The stochastic stability of SDEs was previously studied, theorised, and formulated in various publications [30,31], and the stochastic stability of the pitch angle equation of motion was studied by Sagirow [1], and the relationship between the constants of the SDE which dictates the stability of the equation is the following:

$${\mathrm{A}}_0\le {\displaystyle \frac{1}{2}}\left(1-{\displaystyle \frac{{\mathrm{c}}^2}{2\mathrm{b}-{\mathrm{c}}^2{\mathrm{b}}^2}}\right).$$

(44)

We remark that, for c = 0, we re-obtain the same condition as discussed previously for the deterministic case.

4.2.1. Case 1

The proposed initial conditions are as follows:

$${\mathrm{X}}_0={\dot{\mathrm{X}}}_0=\pi /180,$$

(45)

which are very close from the stability point (0.0). Taking into consideration the previous conditions for stability, the constants considered for this SDE are as follows:

$${\mathrm{A}}_0=0.25, \mathrm{b}=2, \mathrm{c}=0.8.$$

(46)

The graphical results of this SDE are shown in the following figures.

In Figure 12, we represent the phase plane and the evolution in the dimensionless time of the 5000 trajectories. As was previously demonstrated, the pitch angle motion stabilises (or is asymptotically stable [26]) at the origin (0,0) after a short interval of time for all paths. A comparison between the results obtained with the schemes can be seen below in Figure 13.

4.2.2. Case 2

In order to test the other stability points, we can consider the next initial values:

$${\mathrm{X}}_0=\pi /2, {\dot{\mathrm{X}}}_0=-1/2,$$

(47)

for which the results can be seen below.

One can notice that, in Figure 14, although most of the trajectories stabilise at the origin, which is the globally equilibrium point, some of these 5000 cases stabilise at $\mathrm{X}=2\pi$. We are referring to the white noise that has a decisive effect on the stability of the dynamical system.

4.2.3. Case 3

Let us consider another set of initial values:

$${\mathrm{X}}_0=\pi /2, {\dot{\mathrm{X}}}_0=1/2,$$

(48)

for which we obtain the results in Figure 15.

Although the noiseless differential equation will stabilise at the origin, there are certain paths for which stabilisation occurs at different points (for X = 2kπ), highlighting the uncertainty associated with SDEs and the importance of stability conditions.

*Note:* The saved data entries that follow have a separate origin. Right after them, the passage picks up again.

PR #116, opened 2021-12-18
cli: Improve TypeScript codegen

ValeriaVG:
- Allows Client methods overload
- Provides support for Raw endpoints

**Breaking changes:**
- Generated TypeScript client methods do not throw an error anymore and return `Result` instead, which either contains `{error: ErrorResponse}` or `data` field with the json from the response body
- Raw endpoint methods return underlying `Response`, without consuming response body
- Void endpoints no longer consume response body, unless they result in an error

Tested on JS & Deno; in order to support NodeJS one needs to either import fetch polyfill or extend `Client` class and override `doRaw` method.

Closes #114,#50

Issue #114, opened 2021-12-12
TypeScript Client improvements


ValeriaVG:
Client generation functionality is awesome, but I think there are some things that would make it better:

1. Add the ability to change token without re-creating a client instance. A simple solution would be to expose setter/getter for the said token instead of providing token as a constructor argument
2. Check that token is truthy before adding auth header. I've accidentally set it to `null` and requests to not-auth paths started to fail with 401
3. Return error response as parsed json instead of a stringified error. One solution could be to override the fetch implementation altogether, e.g. by providing it as one of the constructor options

Let me know what makes sense and I can implement it.

eandre:
All of these ideas make a lot of sense and we'd be happy to incorporate all of them! There's also #50 with another set of improvements that we should add. Perhaps it's time to create a proper npm package to hold things like the error type you described and so on?

ValeriaVG:
Given that the common types are quite small I'm not sure if it's worth enforcing a separate dependency. 
I'd imagine that a clean zero-dependency TypeScript would work without problems for node, deno and browsers (through a bundler).

I'd remove BaseClient completely and instead would pass Client's `exec` or `call` method to the service clients. This way the behaviour can be customized for almost any scenario by simple extending the Client class if needed and providing decent defaults otherwise.
 
 What do you think?

eandre:
That's true, I agree with you. If you have a vision for how you think this should look, go for that! I trust your judgement :)

Issue #50, opened 2021-08-05
Handling bodies for raw endpoints in the dashboard and TypeScript client 


vilhelmmelkstam:
This issue covers the response and request bodies of raw endpoint in the dashboard and in the TypeScript client.

### Dashboard
Currently, the even though Raw Endpoints may have request and response bodies, there are no way of editing the request body or viewing the response body. I understand that encore can't know if there will be a body and the format of it, but we should at least be able to edit it as if it were text. The same goes for viewing the response, all non-raw endpoints show their response, and the raw endpoints should probably show their reponse as well, probably just in plain-text.

 ### TypeScript Client
 A raw endpoint is currently generated into a function that looks like the following.
 ```typescript
public World(): Promise<void> {
    return this.baseClient.doVoid("POST", `/hello.World`)
}
```
However, this does not allow for neither a response nor request body. Therefore, I think it would be nice if the client would in some way handle bodies. Example solutions are:
1. Make the function take in a `ReadableStream` (The type of the fetch request body) and return the `Request` object.
2. Make the function take a `ReadableStream` and return it as a string. If a user wants it in JSON, they can parse it.
3. Assume the request and response body to still be JSON and use generics to specify the request and response schema. This would still allow for strings to be sent as they are JSON-strinfigy-able.

eandre:
Thanks for writing this up. I agree completely. I wonder if it would make sense to add a parameter that is effectively the `fetch` options object (https://developer.mozilla.org/en-US/docs/Web/API/Request/Request -> `init`), and return the `Response`? That would allow callers to customize any behavior that the underlying `fetch` API supports.

However at some point we should also start thinking about making the generated code support both client-side and server-side JavaScript (Node/Deno). I think the easiest approach for doing this would be to create an npm package that provides the base client (`@encoredev/client` or something). We don't need to do that as part of this change (we're already assuming the existence of `fetch` in the global scope), but something to think about.

vilhelmmelkstam:
That sounds reasonable. This would also allow developers to set other options (such as `credentials: include`, something that we currently add manually).

As for server-side fetching, I don't think it's a major problem as adding a polyfill such as [unfetch](https://github.com/developit/unfetch) is an easy fix. It's not the most elegant solution, but at least quick.

DomBlack:
@vilhelmmelkstam this has now been resolved in #223 and will be included with the next release of the Encore CLI tool.

PR #223, opened 2022-05-20
Update client generators for Header support.

DomBlack:
This commit updates both the Go and Typescript client generators
to support the upcoming header support.

This also includes a large scale refactoring of the Typescript client (in a backwards
compatible way) to address several open issues which the Go client already supports:
 - Ability to change token without re-creating the client via the `TokenGenerator` option (#114)
 - Raw endpoints are now fully supported and take in a `RequestInit` object and return the full Response object (#50)
 - Allow clients to override settings of the request by passing in a custom `fetch` implementation via the options (#116)


cli/internal/codegen/golang.go
```diff
@@ -17,16 +17,33 @@ import (
...
+// old code.
+type goGenVersion int
+
+const (
+	// GoInitial is the originally released typescript generator
+	GoInitial goGenVersion = iota
+
+	// GoExperimental can be used to lock experimental or uncompleted features in the generated code
+	// It should always be the last item in the enum
+	GoExperimental
```
eandre, line 31: Nit: these comments still refer to `typescript`

cli/internal/codegen/golang.go
```diff
@@ -17,16 +17,33 @@ import (
...
+	enc              *gocodegen.MarshallingCodeGenerator
+	generatorVersion goGenVersion
 }
 
 func (g *golang) Generate(buf *bytes.Buffer, appSlug string, md *meta.Data) (err error) {
 	g.md = md
 	// note we use unicode characters to write "encore" to ensure we don't conflict with any existing names in the
 	// package the generated client is placed.
-	g.enc = gocodegen.NewMarshallingCodeGenerator("ℯ𝓃𝑐ℴ𝑟ℯMarshaller")
+	g.enc = gocodegen.NewMarshallingCodeGenerator("ℯ𝓃𝑐ℴ𝑟ℯMarshaller", true)
```
eandre, line 46: How is the unicode name used? If it's in the generated code I think we should maybe go for something a bit more standard, even though it's technically allowed by the Go spec it might cause people to trip up. Maybe "encoreClientMarshaller" or something?

cli/internal/codegen/testdata/expected_golang.go
```diff
@@ -84,11 +89,87 @@ func WithAuthFunc(tokenGenerator func(ctx context.Context) (string, error)) Opti
...
+
+type productsClient struct {
+	base *baseClient
+}
+
+var _ ProductsClient = (*productsClient)(nil)
+
+func (c *productsClient) Create(ctx context.Context, params ProductsCreateProductRequest) (resp ProductsProduct, err error) {
+	// Convert our params into the objects we need for the request
+	headers := map[string][]string{"Idempotency-Key": {params.IdempotencyKey}}
```
eandre, line 138: Should we maybe use [http.Header](https://pkg.go.dev/net/http#Header) here? Would look a bit more standard.

cli/internal/codegen/golang.go
DomBlack: @ekerfelt also commented on this in the original PR. The reasoning was simply to avoid naming complications by putting an encore prefix on it.

Happy to change to just `marshaller` or `serde` if you'd prefer (and ignore the name conflict (as I think it's a minor risk)

cli/internal/codegen/testdata/expected_golang.go
DomBlack: I went with a basic map over a `http.Headers` because via the headers API you can't get a list of the keys - but you can cast it to a map. I guess I was thinking if the headers type gets changed in the future while keeping the API consistent we'd need to make a breaking change to swap to a type where we could read all the keys.

That said I'll change it, because again I think this is a minimal risk

eandre: `http.Headers` is exactly the same data structure under the hood (`map[string][]string`) so I figured it would behave identically?

DomBlack: It is, but it's a named type with it's own API. So I think it's safe to change - but my fear was what if they changed the named type to a struct with the map in it for some reason.

As I said, changing the code to reference `http.Header` 😄

cli/internal/codegen/golang.go
eandre: Yeah I think it might trip people up; maybe something longer and more specific would minimize the risk still. I guess we probably expect people to put it in a separate package regardless.

cli/internal/codegen/testdata/expected_golang.go
eandre: Ah I understand, yeah they cannot change that since iterating over the map is part of the public API.

eandre (approved):
Nice!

It is obvious that, for the deterministic case (c = 0), for any initial condition, the trajectory evolution of the system will be stabilised on the closest point of equilibrium, which takes the form of (2kπ,0). One must remark that, although the initials are the same for all of the 5000 paths, there are three distinct points at which groups of these paths are asymptotically stable: (0,0), (2π,0), and (4π,0). In other words, if the system is asymptotically stable, in the present example, stability is achieved on any of the paths, but one cannot anticipate precisely on which of the equilibrium points each path will stabilise, nor can one tell the number of paths which will stabilise at a certain point.

4.2.4. Case 4

Let us consider another set of initial values:

$${\mathrm{X}}_0=20, {\dot{\mathrm{X}}}_0=20.$$

(49)

This last case was considered to show that, depending on the initial conditions for the SDE system, the number of equilibrium points are increased as long as the point ${(\mathrm{X}}_0, {\dot{\mathrm{X}}}_0)$ is farther from the origin of the phase plane. Each of the trajectories is asymptotically stable (as time goes to infinity), as we can see in Figure 16, to numerous equilibrium points, which are multiples of 2π. The number of equilibrium points remains, for the moment, unclear, as we did not find any correlation between the position of the starting point and the points of the type (2kπ,0). In this case, $k\le 41$.

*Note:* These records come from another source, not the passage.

PR #224, opened 2022-05-20
Add structured errors to Typescript Client

### LINKED ISSUE #114: TypeScript Client improvements

DomBlack:
This commit adds structured errors to the typescript client in the
form of an `APIError` object which will be thrown incase of an
error. This makes a best attempt at recovering the structured error
as reported by an Encore API and parsing it to be easily usable from
withing a client.

This also causes the client to preemptively return throw an error if
no bearer token is present when trying to call an Authenticated API.

Fixes #114

```typescript
const client = new Client(Local)

try {
    const productListing = await client.products.List()
} catch (e: Error) {
    if (isAPIError(e)) {
        console.log(`Got an ${e.code} error with message ${e.message} and details ${e.details}`)
    } else {
       console.log(`Got error ${e.message}`)
    }
}
```


cli/internal/codegen/testdata/expected_typescript.ts
```diff
@@ -385,34 +399,324 @@ class BaseClient {
...
+        typeof(err.code) === "number" &&
+        typeof(err.message) === "string" &&
+        (err.details === undefined || err.details === null || typeof(err.details) === "object")
+    )
+}
+
+/**
+ * EncoreError represents a structured error as returned from an Encore application.
+ */
+export class EncoreError extends Error {
```
eandre, line 466: Maybe this should be `APIError`? `EncoreError` might suggest it's an error **with** Encore or **from Encore the product/platform**, as opposed to from the *Encore application*.

cli/internal/codegen/testdata/expected_typescript.ts
```diff
@@ -375,7 +389,7 @@ class BaseClient {
     }
 
     // callAPI is used by each generated API method to actually make the request
-    public async callAPI(method: string, path: string, body?: BodyInit, params?: CallParameters): Promise<Response> {
+    public async callAPI(method: string, path: string, requiresAuth: boolean, body?: BodyInit, params?: CallParameters): Promise<Response> {
```
eandre, line 392: Should this be public? If we're changing the signature it suggests it's not stable and should therefore not be public?

cli/internal/codegen/testdata/expected_typescript.ts
```diff
@@ -385,34 +399,324 @@ class BaseClient {
...
+            try {
+                let jsonBody = await response.json()
+                if (isAPIErrorResponse(jsonBody)) {
+                    body = jsonBody
+                } else {
+                    body.message += ": " + JSON.stringify(jsonBody)
+                }
+            } catch {
+                // otherwise we just append the text to the error message
+                body.message += ": " + await response.text()
```
eandre, line 435: If `response.json()` fails, I don't believe we can call `response.text()` as the body has already been consumed. Maybe better to call `response.text()` and then `JSON.parse()` on that?

cli/internal/codegen/testdata/expected_typescript.ts
DomBlack: The base client is private and can’t be accessed access of this file

ekerfelt (approved):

The stabilisation of the stochastic paths in the numerous equilibrium points resembles the first level in a fractal tree. Considering the possibility of another external disturbance occurring on the satellite (such as a collision with a small object) having an effect on the system much like the initial values of the stochastic pitch angle, each of the previous equilibrium points of the system would generate another set of stabilisation points after the disturbance, thus creating another layer in this fractal tree.

5. Conclusions

This work aimed to analyse the stability of a satellite’s orbit around the Earth in the case of a stochastic atmosphere density. Starting from the equations of motion (the equations of the angular momentum of a rigid) and applying simplifying assumptions, a nonlinear, non-homogenous, second-order stochastic differential equation (SDE) was derived.

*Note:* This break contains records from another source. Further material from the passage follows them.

PR #73, opened 2026-03-27
feat(flux2): GGUF transformer support, BF16 encoder fix, production quality

jamesbrink:
## Summary

Brings Flux.2 Klein from alpha to production quality by fixing three critical issues:

- **Native BF16 Qwen3 encoder** with proper multi-layer extraction (layers 9/18/27) — the upstream `ZImageTextEncoder` only returned the penultimate layer, so BF16 users got three identical copies instead of distinct layer representations
- **GGUF quantized transformer loading** (Q8/Q6/Q4) — was completely missing, causing "header too large" errors. Dequantizes to BF16 at load time using `candle_nn::Linear` for identical inference precision
- **Fixed scale/shift swap in GGUF final layer** — BFL format outputs `(shift, scale)` but code was treating it as diffusers' `(scale, shift)`, causing 3x output amplitude divergence and visible dithering artifacts

Also removes `[alpha]` status, updates docs/skills, and adds guidance logging.

## Test plan

- [x] `cargo fmt --check` passes
- [x] `cargo clippy -- -D warnings` passes  
- [x] `cargo test --workspace` — 644 tests pass (including new `qlast_layer_uses_bfl_shift_scale_ordering` test)
- [x] `mold run flux2-klein:q8 "prompt" --preview` produces photorealistic output
- [x] `mold run flux2-klein:bf16 "prompt" --preview` produces photorealistic output
- [x] GGUF VRAM usage matches BF16 (dequantizes to gpu_dtype, not F32)
- [x] Bare `flux2-klein` resolves to `:q8` (preserves existing installs)

### DIFF
--- a/.claude/skills/mold/SKILL.md
+++ b/.claude/skills/mold/SKILL.md
@@ -100,13 +100,15 @@ Default model if none specified: `flux-schnell:q8`
 
 **Z-Image**: `z-image-turbo:bf16`, `z-image-turbo:q8`, `z-image-turbo:q6`, `z-image-turbo:q4`
 
-**Alpha**: `flux2-klein:bf16`, `flux2-klein:q8`, `flux2-klein:q6`, `flux2-klein:q4`, `qwen-image:bf16`, `qwen-image:q8`, `qwen-image:q6`, `qwen-image:q4`, `wuerstchen-v2:fp16`
+**Flux.2 Klein**: `flux2-klein:bf16`, `flux2-klein:q8`, `flux2-klein:q6`, `flux2-klein:q4`
+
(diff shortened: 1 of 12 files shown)


jamesbrink:
All three Greptile findings addressed in bdcb919:

**P2 — Test doesn't assert BFL ordering**: Rewrote `qlast_layer_uses_bfl_shift_scale_ordering` to use non-uniform input where BFL `(shift, scale)` and diffusers `(scale, shift)` produce numerically different results, and assert the output is consistent with additive shift (BFL ordering).

**P2 — Duplicate transformer loading block**: Extracted `load_transformer()` helper method that handles GGUF detection and dispatch. Both eager and sequential paths now call this single method.

**P2 — Silent under-collection with out-of-bounds layer_indices**: Added explicit early validation in both `Bf16Qwen3Encoder::forward_with_layers` and `GgufQwen3Encoder::forward_with_layers` — bail on empty slice or out-of-bounds indices.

To support this analysis, elements of probability theory, mathematical statistics, and stochastic calculus were briefly introduced. Five finite difference schemes used in solving the second-order stochastic differential equation were analysed and tested for differences. In total, 5000 random trajectories were considered, from which a path was randomly chosen, for which the results of the schemes were superimposed to estimate their accuracy and stability. From all of the schemes, the ERK (i.e., Efficient Runge–Kutta) gives the best results. The simplified case of the satellite stochastic system was studied starting from the differential equation of the pitch angle obtained from the analysis of the stability of the orbit of a satellite, a second-order system of stochastic differential equations. The stability of the ODE (without white noise) was studied and compared to the stability of the SDE. The behaviour of the stochastic dynamic system was analysed, and stabilisation was confirmed by the results.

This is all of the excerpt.